According to a report by The Information, OpenAI and Anthropic, two leading AI labs, are adopting two main approaches to improve their models: first, training them in simulated environments (often referred to as reinforcement learning environments or “gyms”); second, having experts from various fields teach the models new knowledge.

However, a challenge is emerging: in certain domains, human experts are finding it increasingly difficult to outsmart these models, making it harder to push the boundaries of their knowledge.

For example, a linguistics expert who helped train OpenAI’s o3 model last year told reporters that at the time, they were able to come up with three to four linguistic tasks per week that the model couldn’t solve. But when working with GPT‑5, which was released this summer, they now struggle to find linguistic questions the model cannot answer—managing only one or two unsolvable tasks per week.

“It feels like we’re training the model to replace ourselves,” the expert said.

This does not mean we’ve achieved Artificial General Intelligence (AGI)—AI that can match human-level performance across most tasks. The expert was specifically referring to linguistics. They noted that in biology, chemistry and medicine, other specialists are still able to identify tasks GPT‑5 can’t handle without their help.

Here’s an example of a chemistry research problem an OpenAI model is currently learning from, showing just how advanced these systems have become:

“I am conducting computational research on molecular rearrangement. I am looking for a publication containing computational data for a compound with the structure given by InChI=1S/C10H14BNO6/c1-4-8-11(16-7(2)13)17-9(14)5-12(8,3)6-10(15)18-11/h4,8H,1,5-6H2,2-3H3. Please identify and cite this publication, and provide its [digital object identifier] as a web link…”

If, like me, your chemistry education stopped at high school, you might struggle even to begin grasping the question—but AI models are working on such problems.

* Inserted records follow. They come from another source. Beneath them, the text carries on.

PR #9689, opened 2026-05-06
fix(downloader): list supported URL schemes in DownloadFile error

### LINKED ISSUE #9683: Import local model(fle://)  error
**LocalAI version:**

06a1524155ddf4b9ca7527efe5989e08107bc450

**Describe the bug**

Failed to install model: Phi-3-mini-4k-instruct-q4.gguf(file /ssd1/wy/workspace3/LocalAI/models/Phi-3-mini-4k-instruct-q4.gguf does not exist (stat /ssd1/wy/workspace3/LocalAI/models/Phi-3-mini-4k-instruct-q4.gguf: no such file or directory) and /ssd1/wy/.cache/huggingface/hub/models--microsoft--Phi-3-mini-4k-instruct-gguf/snapshots/a64113399c2f6b8ad3e11c394733a2ddadaa7f33/Phi-3-mini-4k-instruct-q4.gguf does not look like an HTTP URL)

Anai-Guo:
## Summary

Closes #9683.

When `DownloadFile` is given an input that is neither a local path that exists nor an HTTP-style URL, it returns the error:

> file ... does not exist (...) and ... does not look like an HTTP URL

The wording suggests only HTTP URLs are accepted. In reality, `LocalAI`'s downloader also recognizes `file://`, `huggingface://` / `hf://` / `hf.co/`, `ollama://`, `oci://`, and `github://` (see the constants in [`pkg/downloader/uri.go`](https://github.com/mudler/LocalAI/blob/master/pkg/downloader/uri.go) and `LooksLikeURL`).

In #9683 the user typed the bare filename `Phi-3-mini-4k-instruct-q4.gguf` — none of the supported scheme prefixes match, so the error fires and the message gives no hint about what scheme they should have used (e.g. `file://` for a local absolute path or `huggingface://microsoft/Phi-3-mini-4k-instruct-gguf` for HF).

## Change

One-line wording fix in `pkg/downloader/uri.go`. The new message:

```
could not fetch %q: local file does not exist (%v) and %q is not a recognized
downloadable URL (supported schemes: http://, https://, file://, huggingface://,
hf://, ollama://, oci://, github://)
```

No tests assert on the exact phrasing (`grep -n "does not look like" pkg/downloader/uri_test.go` is empty), so this is a pure UX improvement.

## Test plan

- [x] `gofmt -l` clean
- [x] string isn't asserted in `pkg/downloader/uri_test.go`
- [ ] CI


mudler (changes requested):
Ideally I'm ok with changing the error message, but instead of duplicating the prefixes accepted, we have constants/prefix already - better use these so we keep it tight and it makes it easier to manage drift long-term

Anai-Guo:
@mudler thanks for the review — addressed in 6a72a40. The error message now does `strings.Join(...)` over the existing prefix constants (`HTTPPrefix`, `HTTPSPrefix`, `LocalPrefix`, `HuggingFacePrefix`, `HuggingFacePrefix1`, `OllamaPrefix`, `OCIPrefix`, `OCIFilePrefix`, `GithubURI2`) instead of duplicating the literals, so it can't drift when new schemes are added. Also signed-off the rewritten commit so DCO is green now.

mudler (approved):

PR #9800, opened 2026-05-13
feat: also parse VRAM budget/usage from vulkaninfo

eglia:
**Description**
This is a follow-up to #9669.
It turns out that vulkaninfo _does_ actually report VRAM usage. On my device, it looks like this:
```
		size   = 34208743424 (0x7f7000000) (31.86 GiB)
		budget = 3748294656 (0xdf6a7000) (3.49 GiB)
		usage  = 0 (0x00000000) (0.00 B)
```
Usage is always 0, but budget correctly shows the free space.
I'm not sure if this is always the case, so this PR parses budget and usage, and if one of them is 0 calculates it from the other. If both are 0, usage is reported as 0 as before.

### DIFF
--- a/pkg/xsysinfo/gpu.go
+++ b/pkg/xsysinfo/gpu.go
@@ -827,10 +827,12 @@ func getVulkanGPUMemory() []GPUMemoryInfo {
 }
 
 type vulkanGPUTextInfo struct {
-	index      int
-	name       string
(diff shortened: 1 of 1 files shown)


mudler (approved):
sounds good and being defensive doesn't hurt.

PR #9801, opened 2026-05-13
feat(realtime): Add Liquid Audio s2s model and assistant mode on talk page

richiejp:
This adds the first any-to-any model that fully integrates with the realtime API.

It can do speech-to-speech and speech-to-text interleaved output without using a model pipeline.

To test this I allowed the talk page to call LocalAI's builtin functions. Which works with
pipeline models, but not LFM2.5-Audio because it won't call a function. It could be a bug
or it could be that the model needs fine-tuning. Considering the size of the model, the
later is quite likely.

I'm not hugely interested in making function calling work because the performance of a
pipeline model based around Qwen and Whisper outperformed it in every way, including
latency, even though the pipeline used far more VRAM and is converting to and from different
modalities. However there should be llama-cpp support on the way for this model
so once that lands we can do another evaluation.

- **feat(liquid-audio): add LFM2.5-Audio any-to-any backend + realtime_audio usecase**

This raises a practical question: how will OpenAI and Anthropic find higher-caliber experts to teach the models harder tasks? Currently, top AI labs hire PhDs and professionals with a few years of experience.

But when models surpass most professionals, how will Anthropic and OpenAI convince Nobel Prize winners or doctors with decades of experience to spend their precious time training them?

They could try offering huge payments—thousands of dollars per hour—but if these “super experts” believe the AI they’re helping to develop might one day replace their jobs, they may be reluctant to participate, just like the linguistics expert I spoke with.

This trend is already driving changes in the AI industry. Elon Musk’s xAI recently laid off 500 data annotation employees, officially calling it a “strategic transition” to shift resources from “generalist labeler-trainers” to “expert labeler-trainers.” Google also cut over 200 contract workers who performed quality control and labeling for AI products. Meta, Scale AI, and others have taken similar steps.

From these developments, several trends are clear:

First, basic annotation and verification roles are shrinking rapidly. As AI models grow stronger, many general-purpose “human teachers”—such as those checking sentence accuracy, labeling images, or verifying generated results—can no longer maintain a clear performance gap over the models. The models are quickly surpassing the capabilities of ordinary “labelers.”

Second, companies are automating parts of the “self-label and self-assess” process. As a result, large numbers of general-purpose annotators are being laid off. The focus has shifted to “expert trainers”—only in highly specialized subfields with significant knowledge barriers can experts continue pushing model limits, creating new challenge tasks, and correcting subtle errors.

Third, the human role is transitioning from “low-level support” to “high-level expert and structured task designer.” This shift is similar to how industrial automation in the 20th century displaced much blue-collar labor, leaving roles that required irreplaceable human intelligence, creativity, and experience—or the interpreters and overseers of machines.

Fourth, the labor structure in the AI industry is polarizing: a small number of highly paid specialists vs. large numbers of displaced “ordinary workers.” Companies are offering extraordinary salaries to recruit “super experts” but still struggle to attract Nobel-caliber scientists or top-tier doctors, as they too worry about being replaced.

Finally, the pace of model self-improvement is accelerating. Once the models become too strong for humans to reliably challenge, the data feedback loop becomes more efficient (as models can generate self-improvement tasks), which further accelerates the decline of “humans teaching models.” This could even trigger strategic battles over talent and data control.

This signals a shift in AI’s learning paradigm: in the future, the “teacher–student” relationship will evolve into more of a collaborative/adversarial “expert versus gameboard” setup, with humans playing increasingly critical—and rare—design and evaluation roles.

In short: from “humans teaching machines, to machines teaching machines, back to humans teaching machines.” Low-skill annotation is fading, and evaluation engineering and system-level instruction are on the rise—this is the underlying economic logic behind the simultaneous trends of “models increasingly hard for human teachers to stump” and “annotation layoffs.”